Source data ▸
........

PR #258, opened 2020-06-24
Correct return value for PHP internal functions on failure

peter-gribanov:
Correct return value for functions:

* [`bzopen()`](https://www.php.net/manual/en/function.bzopen.php#refsect1-function.bzopen-returnvalues)
* [`dio_open()`](https://www.php.net/manual/en/function.dio-open.php#refsect1-function.dio-open-returnvalues)
* [`expect_popen()`](https://www.php.net/manual/en/function.expect-popen.php#refsect1-function.expect-popen-returnvalues)
* [`fam_open()`](https://www.php.net/manual/en/function.fam-open.php#refsect1-function.fam-open-returnvalues)
* [`fdf_open()`](https://www.php.net/manual/en/function.fdf-open.php#refsect1-function.fdf-open-returnvalues)
* [`ibase_blob_open()`](https://www.php.net/manual/en/function.ibase-blob-open.php#refsect1-function.ibase-blob-open-returnvalues)
* [`mcrypt_module_open()`](https://www.php.net/manual/en/function.mcrypt-module-open.php#refsect1-function.mcrypt-module-open-returnvalues)
* [`openal_device_open()`](https://www.php.net/manual/en/function.openal-device-open.php#refsect1-function.openal-device-open-returnvalues)
* [`pfsockopen()`](https://www.php.net/manual/en/function.pfsockopen)
* [`radius_acct_open()`](https://www.php.net/manual/en/function.radius-acct-open.php#refsect1-function.radius-acct-open-returnvalues)
* [`radius_auth_open()`](https://www.php.net/manual/en/function.radius-auth-open.php#refsect1-function.radius-auth-open-returnvalues)
* [`rpm_open()`](https://www.php.net/manual/en/function.rpm-open.php#refsect1-function.rpm-open-returnvalues)
* [`sqlite_open()`](https://www.php.net/manual/en/function.sqlite-open.php#refsect1-function.sqlite-open-returnvalues)
* [`sqlite_popen()`](https://www.php.net/manual/en/function.sqlite-popen.php#refsect1-function.sqlite-popen-returnvalues)

Return type declared as `resource`, but `false` returned on failure.

PR #3160, opened 2024-06-15
Use bashunit for e2e tests

staabm:


.github/workflows/e2e-tests.yml
```diff
@@ -255,3 +245,36 @@ jobs:
...
+    name: "Result cache E2E tests"
+    runs-on: ubuntu-latest
+
+    strategy:
+      fail-fast: false
+      matrix:
+        include:
+          - script: |
+              cd e2e/result-cache-1
+              bashunit .
```
staabm: do we still want a single isolated github action job per test?

e2e/result-cache-1/test.sh
```diff
@@ -0,0 +1,12 @@
...
+function test_result_cache1() {
+    echo -n > phpstan-baseline.neon
+    ../../bin/phpstan -vvv
+    patch -b src/Bar.php < patch-1.patch
+    cat baseline-1.neon > phpstan-baseline.neon
+    ../../bin/phpstan -vvv
+    mv src/Bar.php.orig src/Bar.php
+    echo -n > phpstan-baseline.neon
+    ../../bin/phpstan -vvv
+} 2>&1
```
staabm: I need to redirect stderr to stdout for all commands of the test because bashunit reports a test-failure as soon as something is written to ~~stdout~~ stderr

ondrejmirtes:
I'd rather install it with a script for a specific version than had it commited https://bashunit.typeddevs.com/installation

e2e/result-cache-1/test.sh
ondrejmirtes: I think I want to ask the authors what's the best way to do it here.

.github/workflows/e2e-tests.yml
ondrejmirtes: Yes, because I'm worried about polluting the state and making the tests worthless.

ondrejmirtes: It'd be great if we could just use the asserts outside of running with bashunit.

staabm: > It'd be great if we could just use the asserts outside of running with bashunit.

do you mean we should leave this script section in the e2e-test.yml file as before but just replacing `grep` with `assert_contains`? should I not add `test.js` like files in the test folders?

ondrejmirtes: Yes that's exactly what I wanted to do, but I don't know if bashunit supports that.

staabm: so something like

```diff
              cd e2e/trait-caching
              ../../bin/phpstan analyze --no-progress --level 8 --error-format raw data/
              patch -b data/TraitOne.php < TraitOne.patch
              OUTPUT=$(../../bin/phpstan analyze --no-progress --level 8 --error-format raw data/ || true)
              echo "$OUTPUT"
              [ $(echo "$OUTPUT" | wc -l) -eq 1 ]
-             grep 'Method TraitsCachingIssue\\TestClassUsingTrait::doBar() should return stdClass but returns Exception.' <<< "$OUTPUT"
+             bashunit assert_contains 'Method TraitsCachingIssue\\TestClassUsingTrait::doBar() should return stdClass but returns Exception.' "$OUTPUT"

```

..?

staabm: lets see https://github.com/TypedDevs/bashunit/issues/257

e2e/assert.sh
```diff
@@ -0,0 +1,19 @@
+#!/bin/bash
```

........

TRY IT ▸
Within this data, count the lines that include the string "Method" and write the number with nothing else.

ANSWER SECTION ▸
2